# Why wont my tire inflate!?



## MattofBostone (Jun 24, 2008)

Hey friends!

I just bought my Trek 2100 on a sweet deal at my LBS but I have already had two problems with the back tire in less than 2 weeks. The first thing was the tire went totally flat over the course of 2 days while I was away. No idea why. I took it to the shop I bought it from and they said they just re-inflated it and it was fine. I took it on two rides on back to back days after that so I didn't check the pressure. 

Today I went to check my tires and filled my front tire first and it worked perfectly. When I put the nozzle on the rear tire valve i hear a little air leak out and then I flip the lever (which on the front tire worked just fine) and it says my air pressure is 14psi and one pump increases it to 150psi! I have tried and tried but I just can't get it to work. Has this happened to anyone else? Perhaps its something simple that I am missing or maybe the valve is malfunctioning but any suggestions would be appreciated!

Matt


----------



## Bocephus Jones II (Oct 7, 2004)

MattofBostone said:


> Hey friends!
> 
> I just bought my Trek 2100 on a sweet deal at my LBS but I have already had two problems with the back tire in less than 2 weeks. The first thing was the tire went totally flat over the course of 2 days while I was away. No idea why. I took it to the shop I bought it from and they said they just re-inflated it and it was fine. I took it on two rides on back to back days after that so I didn't check the pressure.
> 
> ...


are you unscrewing the presta valve before trying to seat the pump head on the valve? Other than that, you need to push the pump head down harder...you aren't getting any air in and the PSI is showing that fact.


----------



## jupiterrn (Sep 22, 2006)

If it is a presta valve make sure you press on it first with your finger to release the valve (air will come out) then press down with the pump. Sometimes if the valve it too short it will not get depressed when you go to air it up. Push the pump on and hold it there and then start to try to inflate. My wife has deep wheels and it came with short stem valves ( no idea why) not the long stem. Occasionally, my pump will not get pushed down enough and will not inflate her tire and I am tooo lazy and cheap to switch to long stem valve tubes until they have a hole in them. If that does not fix the problem, again push on the valve and let the air out, now try to inflate with your mouth. If no air goes in then, you have something wrong and need to change the tube.


----------



## sometimerider (Sep 21, 2007)

Bocephus Jones II said:


> are you unscrewing the presta valve before trying to seat the pump head on the valve? Other than that, you need to push the pump head down harder...you aren't getting any air in and the PSI is showing that fact.

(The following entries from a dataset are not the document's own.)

PR #457, opened 2020-01-25
Add GH Action configs for each template

kylemh:
In action [here](https://github.com/OperationCode/components/pull/7)

Also, it would be nice if we could have a folder for like "goes in all templates"... I would hate to see one of the files get updated in one template, but not the others.


sw-yx:
yeah i hear you. but we dont need to DRY everything while at an early stage. let's figure out what actions people want, and how much they have in common vs how much they vary :)

PR #466, opened 2020-01-29
(remove): redundant/confusing tsconfig target in templates

agilgur5:
- tsconfig target is always overwritten to ESNext by TSDX, and then
  the rest of the transpilation is done by @babel/preset-env
  - having templates with target set gives the false impression that
    target can be freely configured

- also remove from tests as it's unused there

See #415 for more about why the target is overwritten by TSDX


agilgur5:
Oh, probably should remove from the tests' `tsconfig` as well

Issue #443, opened 2020-01-24
Using jsx in .jsx files not achievable


DanweDE:
### Current Behavior

With my `tsconfig.json`'s  `compilerOptions.jsx` set to `"react"`, when using `.jsx` files that contain any jsx markup, on `tsdx build` I get

```
(babel plugin) SyntaxError: /path/src/File.jsx: Unexpected token (3:11)
  1 | import React from 'react';
  2 | export function SomeComponent() {
> 3 |     return <div>Foo</div>;
    |            ^
  4 | }
```

Now, I'd expect this to work out of the box with `.jsx` files but I also tried to instead set the `tsconfig.json`'s  `compilerOptions.jsx: "preserve"` and use `@babel/preset-react` via my .babelrc
```
{
  "plugins": [
    ...
  ],
  "presets": ["@babel/preset-react"]
}
```

Still getting the same error. While the plugins I use seem to work, preset-react seems to not do the job for some reason.

### Expected behavior

`.jsx` files' jsx code should be transpiled according to the tsconfig's `jsx` option or there should be another way to achieve this. 

### Additional context
Using the `.tsx` file extension instead of `.jsx` for the same file, everything works as expected while using `jsx: "react"` but still can't get it to work with `jsx: "preserve"` plus Babel.

### Your environment

| Software         | Version(s) |
| ---------------- | ---------- |
| TSDX           | 0.12.3
| TypeScript       | 3.7.3
| Node             | 0.12 
| Operating System | Mac, Linux

DanweDE:
Regarding babel, tsdx's README.md seems highly contradictory to me, stating at one point _"While yes, TSDX does use Babel [...] it does not support custom babel configurations"_ and then _"You can add your own .babelrc to the root of your project and TSDX will merge it with its own babel transforms"_ :thinking:

sw-yx:
good points. we may need to revisit that readme. meanwhile we'll need help digging into why this bug is happening, i dont really understand it myself. maybe something in our rollup config

sw-yx:
https://github.com/jaredpalmer/tsdx/blob/1d8f12311f73548b5bec58d3d44873a91c6f389c/src/createRollupConfig.ts#L159

can you try locally modifying this to add .jsx and see if that fixes it

DanweDE:
Thank you for the quick response @sw-yx! According to [babel docs](https://babeljs.io/docs/en/babel-core#default_extensions):
[...]

PR #467, opened 2020-01-29
(docs/fix): remove outdated language about custom Babel configs

agilgur5:
- as of v0.9, custom Babel configs are merged with TSDX's transforms
- remove language about Babel entirely from comparison docs as Babel
  support does not entail JS support (and at least some JS is already
  supported anyway)

See https://github.com/jaredpalmer/tsdx/issues/443#issuecomment-578141998 and further comments that noticed this outdated language & were confused by it.


agilgur5:
Tests are failing due to https://github.com/jaredpalmer/tsdx/pull/462#issuecomment-579731658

In addition, after unscrewing the valve, push the plunger down (just for an instant) to break the stiction that is sealing it.


----------



## barry1021 (Nov 27, 2005)

If the pump isnt seated, you're reading the pressure in the hose. Stop pumping, remove pump make sure valve is open and reseat pump on valve and try again.


----------



## jsedlak (Jun 17, 2008)

Ok... stupid question, but how do you inflate a tyre like this?

Apparently it isn't the same as my (old) valves where you just press on and lower the lever to lock it and open the valves.....


----------



## MattofBostone (Jun 24, 2008)

Ok so to answer some questions, I'm unscrewing the stopper. I did the same thing on my front tire and everything went swimmingly! I will try to push harder but also when I press on the valve it releases air so that doesn't seem to be the issue. Thanks for the tips and I will report back!


----------



## sometimerider (Sep 21, 2007)

jsedlak said:


> Ok... stupid question, but how do you inflate a tyre like this?
> 
> Apparently it isn't the same as my (old) valves where you just press on and lower the lever to lock it and open the valves.....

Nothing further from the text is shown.